■ **YOUR INSTRUCTIONS**:
The records are to be restated in their entirety, word for word.

[Extracted records]
-- -- --

PR #60, opened 2026-03-30
feat: Add subworkflow `generate_cytosure_files`

beatrizsavinhas:
Closes https://github.com/Clinical-Genomics/CancerBioInfo/issues/102.

### Added

- `TIDDIT_COV` from nf-core/modules.
- `VCF2CYTOSURE` from nf-core/modules.

- Subworkflow `GENERATE_CYTOSURE_FILES`.
	- Input:
		- SV VCF file given in the parameters.
		- SV VCF .tbi file.
		- `ch_bam_bai` for tumor and (optionally) normal sample.

	- Steps:
		- `FILTER_VCF` using `BCFTOOLS_VIEW` to filter out `SGL` variants from input `sv_vcf`.
		- `TIDDIT_COV` to generate coverage bed file, for tumor and (optionally) normal sample.
		- `VCF2CYTOSURE` to generate `.cgh` file for tumor and (optionally) normal sample.

	- Config: `conf/subworkflows/generate_cytosure_files.config`.

	- Test with tumor sample.
	- Test snapshot.

### Changed

- Added `ch_bam_bai_normal` and `ch_bam_bai_tumor` to input of `ONCOREFINER` for downstream use by `GENERATE_CYTOSURE_FILES`.
- Updated default test snapshot to include new `.cgh` files.


conf/subworkflows/generate_cytosure_files.config
```diff
@@ -0,0 +1,57 @@
...
+    withName: '.*GENERATE_CYTOSURE_FILES:VCF2CYTOSURE_TUMOR' {
+        ext{
+            args = { [
+                "--bins 20",
+                "--sex ${params.sex}"
+            ].join(' ') }
+            prefix = { "tumor" }
+        }
+        publishDir = [
+            path: { "${params.outdir}/vcf2cytosure" }
```
beatrizsavinhas, line 41: I assumed the `cgh` file was the only file from this subworkflow that we are interested in keeping.

fevac: yes!

subworkflows/local/generate_cytosure_files/main.nf
kristinebilgrav, line 1: Nice!

tests/default.nf.test.snap
```diff
@@ -73,7 +85,8 @@
                 "vep/SNV_vep.vcf.gz_summary.html"
             ],
             [
-                
+                "normal.cgh:md5,df9f0942e27e9c8f576c3d58a2e4ce29",
+                "tumor.cgh:md5,6982664c6f78b094fd4a26afc25e153e"
```
kristinebilgrav, line 89: Dont know how these file look, but will the md5 sum change from time to time here?

beatrizsavinhas: They seem to be html files that contain information about the variants. I presume they shouldn't change since they are directly generated based on the variants present in the input vcf file. The fact that the CI tests ran and succeed already shows that there was no change in the content of the files.
As I mentioned before, I can't properly open the files because the software is proprietary, so I only took a look at the raw html file. But if this causes issues in the future we can always patch these.

subworkflows/local/generate_cytosure_files/tests/main.nf.test
```diff
@@ -0,0 +1,47 @@
+nextflow_workflow {
+
+    name "Test Workflow GENERATE_CYTOSURE_FILES"
+    script "../main.nf"
+    workflow "GENERATE_CYTOSURE_FILES"
+    tag "subworkflows"
+    tag "generate_cytosure_files"
+
+    test("Tumor sample") {
```
fevac:
```suggestion
    test("vcf2cytosure - TN data - using somatic SV vcf") {
```
I don't understand the test from that info, is this what you mean?

subworkflows/local/generate_cytosure_files/tests/main.nf.test.snap
```diff
@@ -0,0 +1,15 @@
+{
+    "Tumor sample": {
```
fevac: update if modified above

fevac (approved):
This looks great! Thanks 🌟

tests/default.nf.test.snap
kristinebilgrav: Okay, seems reasonable!

subworkflows/local/generate_cytosure_files/main.nf
beatrizsavinhas: Thanks! 🌟

subworkflows/local/generate_cytosure_files/tests/main.nf.test
beatrizsavinhas: So the name of this set of tests is already stated in line 3 - "Test Workflow GENERATE_CYTOSURE_FILES", which is also displayed when the test is run. I don't see a need to repeat the same information again.

But I think the information about the vcf file is relevant! Perhaps we don't need to add tests for different kinds of vcf files, since the point of this test is just to see if the `.cgh` files are generated. But I can specify in the name that we are using the somatic VCF file from the TN analysis.

subworkflows/local/generate_cytosure_files/tests/main.nf.test.snap
beatrizsavinhas: Done!

subworkflows/local/generate_cytosure_files/tests/main.nf.test
beatrizsavinhas: Updated now!

subworkflows/local/generate_cytosure_files/tests/main.nf.test
```diff
@@ -0,0 +1,52 @@
+nextflow_workflow {
+
+    name "Test Workflow GENERATE_CYTOSURE_FILES"
+    script "../main.nf"
+    workflow "GENERATE_CYTOSURE_FILES"
+    tag "subworkflows"
+    tag "generate_cytosure_files"
+
+    test("Tumor sample using TN data - tumor alignment files and somatic SV vcf files") {
```
kristinebilgrav: A little confused - it says **TN**, but you are only testing tumor only or? And I guess on that topic - do we not want to include a test with a normal produced or is that redundant?

beatrizsavinhas: So the goal of this test is just to see if the `.cgh` file is generated properly.
The subworkflow needs 2 inputs: BAM files from one sample + VCF files from an analysis
Here I'm testing with BAM files from a tumor sample, but using the vcf files from the TN analysis.

I think there's no need to do the same test with the normal sample since it won't test different conditions/logic. This test already shows that the `.cgh` file can be generated and I'm just using the tumor sample as an example.

kristinebilgrav: Okay, I see. I think the `TN data` part of the comment is a little confusing then, but I saw you already discussed it earlier and I guess it does make sense with he VCF being TN. 

Fair!

kristinebilgrav (approved):
Looks great! 🚀

subworkflows/local/generate_cytosure_files/tests/main.nf.test
beatrizsavinhas: I see what you mean, let me try to make it more explicit!

subworkflows/local/generate_cytosure_files/tests/main.nf.test
```diff
@@ -6,7 +6,7 @@ nextflow_workflow {
     tag "subworkflows"
     tag "generate_cytosure_files"
 
-    test("Tumor sample using TN data - tumor alignment files and somatic SV vcf files") {
+    test("Alignment files from Tumor sample and somatic SV vcf files from TN test data") {
```
kristinebilgrav, line 9: Great, thank you!! 🌟

subworkflows/local/generate_cytosure_files/tests/main.nf.test
```diff
@@ -33,13 +33,18 @@ nextflow_workflow {
...
+            def output_files = getAllFilesFromDir(params.outdir)
 
             assertAll(
                 { assert workflow.success },
                 { assert snapshot(
-                    output_files
+                    // All directories and files in the output directory
+                    output_directories_and_files,
+                    // All files in the output directory with their md5 checksum
+                    output_files.collect { file -> [ file.getName(), path(file.toString()).md5 ] }
```
fevac, line 47: nice! 🌟

workflows/oncorefiner.nf
```diff
@@ -131,14 +130,14 @@ workflow ONCOREFINER {
         if (ch_sv_vcf) {
 
             // VCF2CYTOSURE
-            ch_bam_bai = ch_bam_bai_normal ? ch_bam_bai_tumor.concat(ch_bam_bai_normal) : ch_bam_bai_tumor
+            ch_bam_bai = channel.empty().mix(ch_bam_bai_tumor, ch_bam_bai_normal)
```
fevac, line 133: aha! nice

fevac (approved):
Looks great! 🌟

workflows/oncorefiner.nf
beatrizsavinhas: Yes, if statements can't really be applied to channels - they always return true, so the previous code wasn't doing anything.

subworkflows/local/generate_cytosure_files/tests/main.nf.test
beatrizsavinhas: You're very welcome!

subworkflows/local/generate_cytosure_files/tests/main.nf.test
beatrizsavinhas: Done now!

-- -- --

■ **RESULT OF THE TASK**:
PR #60, opened 2026-03-30
feat: Add subworkflow `generate_cytosure_files`

beatrizsavinhas:
Closes https://github.com/Clinical-Genomics/CancerBioInfo/issues/102.

### Added

- `TIDDIT_COV` from nf-core/modules.
- `VCF2CYTOSURE` from nf-core/modules.

- Subworkflow `GENERATE_CYTOSURE_FILES`.
	- Input:
		- SV VCF file given in the parameters.
		- SV VCF .tbi file.
		- `ch_bam_bai` for tumor and (optionally) normal sample.

	- Steps:
		- `FILTER_VCF` using `BCFTOOLS_VIEW` to filter out `SGL` variants from input `sv_vcf`.
		- `TIDDIT_COV` to generate coverage bed file, for tumor and (optionally) normal sample.
		- `VCF2CYTOSURE` to generate `.cgh` file for tumor and (optionally) normal sample.

	- Config: `conf/subworkflows/generate_cytosure_files.config`.

	- Test with tumor sample.
	- Test snapshot.

### Changed

- Added `ch_bam_bai_normal` and `ch_bam_bai_tumor` to input of `ONCOREFINER` for downstream use by `GENERATE_CYTOSURE_FILES`.
- Updated default test snapshot to include new `.cgh` files.


conf/subworkflows/generate_cytosure_files.config
```diff
@@ -0,0 +1,57 @@
...
+    withName: '.*GENERATE_CYTOSURE_FILES:VCF2CYTOSURE_TUMOR' {
+        ext{
+            args = { [
+                "--bins 20",
+                "--sex ${params.sex}"
+            ].join(' ') }
+            prefix = { "tumor" }
+        }
+        publishDir = [
+            path: { "${params.outdir}/vcf2cytosure" }
```
beatrizsavinhas, line 41: I assumed the `cgh` file was the only file from this subworkflow that we are interested in keeping.

fevac: yes!

subworkflows/local/generate_cytosure_files/main.nf
kristinebilgrav, line 1: Nice!

tests/default.nf.test.snap
```diff
@@ -73,7 +85,8 @@
                 "vep/SNV_vep.vcf.gz_summary.html"
             ],
             [
-                
+                "normal.cgh:md5,df9f0942e27e9c8f576c3d58a2e4ce29",
+                "tumor.cgh:md5,6982664c6f78b094fd4a26afc25e153e"
```
kristinebilgrav, line 89: Dont know how these file look, but will the md5 sum change from time to time here?

beatrizsavinhas: They seem to be html files that contain information about the variants. I presume they shouldn't change since they are directly generated based on the variants present in the input vcf file. The fact that the CI tests ran and succeed already shows that there was no change in the content of the files.
As I mentioned before, I can't properly open the files because the software is proprietary, so I only took a look at the raw html file. But if this causes issues in the future we can always patch these.

subworkflows/local/generate_cytosure_files/tests/main.nf.test
```diff
@@ -0,0 +1,47 @@
+nextflow_workflow {
+
+    name "Test Workflow GENERATE_CYTOSURE_FILES"
+    script "../main.nf"
+    workflow "GENERATE_CYTOSURE_FILES"
+    tag "subworkflows"
+    tag "generate_cytosure_files"
+
+    test("Tumor sample") {
```
fevac:
```suggestion
    test("vcf2cytosure - TN data - using somatic SV vcf") {
```
I don't understand the test from that info, is this what you mean?

subworkflows/local/generate_cytosure_files/tests/main.nf.test.snap
```diff
@@ -0,0 +1,15 @@
+{
+    "Tumor sample": {
```
fevac: update if modified above

fevac (approved):
This looks great! Thanks 🌟

tests/default.nf.test.snap
kristinebilgrav: Okay, seems reasonable!

subworkflows/local/generate_cytosure_files/main.nf
beatrizsavinhas: Thanks! 🌟

subworkflows/local/generate_cytosure_files/tests/main.nf.test
beatrizsavinhas: So the name of this set of tests is already stated in line 3 - "Test Workflow GENERATE_CYTOSURE_FILES", which is also displayed when the test is run. I don't see a need to repeat the same information again.

But I think the information about the vcf file is relevant! Perhaps we don't need to add tests for different kinds of vcf files, since the point of this test is just to see if the `.cgh` files are generated. But I can specify in the name that we are using the somatic VCF file from the TN analysis.

subworkflows/local/generate_cytosure_files/tests/main.nf.test.snap
beatrizsavinhas: Done!

subworkflows/local/generate_cytosure_files/tests/main.nf.test
beatrizsavinhas: Updated now!

subworkflows/local/generate_cytosure_files/tests/main.nf.test
```diff
@@ -0,0 +1,52 @@
+nextflow_workflow {
+
+    name "Test Workflow GENERATE_CYTOSURE_FILES"
+    script "../main.nf"
+    workflow "GENERATE_CYTOSURE_FILES"
+    tag "subworkflows"
+    tag "generate_cytosure_files"
+
+    test("Tumor sample using TN data - tumor alignment files and somatic SV vcf files") {
```
kristinebilgrav: A little confused - it says **TN**, but you are only testing tumor only or? And I guess on that topic - do we not want to include a test with a normal produced or is that redundant?

beatrizsavinhas: So the goal of this test is just to see if the `.cgh` file is generated properly.
The subworkflow needs 2 inputs: BAM files from one sample + VCF files from an analysis
Here I'm testing with BAM files from a tumor sample, but using the vcf files from the TN analysis.

I think there's no need to do the same test with the normal sample since it won't test different conditions/logic. This test already shows that the `.cgh` file can be generated and I'm just using the tumor sample as an example.

kristinebilgrav: Okay, I see. I think the `TN data` part of the comment is a little confusing then, but I saw you already discussed it earlier and I guess it does make sense with he VCF being TN. 

Fair!

kristinebilgrav (approved):
Looks great! 🚀

subworkflows/local/generate_cytosure_files/tests/main.nf.test
beatrizsavinhas: I see what you mean, let me try to make it more explicit!

subworkflows/local/generate_cytosure_files/tests/main.nf.test
```diff
@@ -6,7 +6,7 @@ nextflow_workflow {
     tag "subworkflows"
     tag "generate_cytosure_files"
 
-    test("Tumor sample using TN data - tumor alignment files and somatic SV vcf files") {
+    test("Alignment files from Tumor sample and somatic SV vcf files from TN test data") {
```
kristinebilgrav, line 9: Great, thank you!! 🌟

subworkflows/local/generate_cytosure_files/tests/main.nf.test
```diff
@@ -33,13 +33,18 @@ nextflow_workflow {
...
+            def output_files = getAllFilesFromDir(params.outdir)
 
             assertAll(
                 { assert workflow.success },
                 { assert snapshot(
-                    output_files
+                    // All directories and files in the output directory
+                    output_directories_and_files,
+                    // All files in the output directory with their md5 checksum
+                    output_files.collect { file -> [ file.getName(), path(file.toString()).md5 ] }
```
fevac, line 47: nice! 🌟

workflows/oncorefiner.nf
```diff
@@ -131,14 +130,14 @@ workflow ONCOREFINER {
         if (ch_sv_vcf) {
 
             // VCF2CYTOSURE
-            ch_bam_bai = ch_bam_bai_normal ? ch_bam_bai_tumor.concat(ch_bam_bai_normal) : ch_bam_bai_tumor
+            ch_bam_bai = channel.empty().mix(ch_bam_bai_tumor, ch_bam_bai_normal)
```
fevac, line 133: aha! nice

fevac (approved):
Looks great! 🌟

workflows/oncorefiner.nf
beatrizsavinhas: Yes, if statements can't really be applied to channels - they always return true, so the previous code wasn't doing anything.

subworkflows/local/generate_cytosure_files/tests/main.nf.test
beatrizsavinhas: You're very welcome!

subworkflows/local/generate_cytosure_files/tests/main.nf.test
beatrizsavinhas: Done now!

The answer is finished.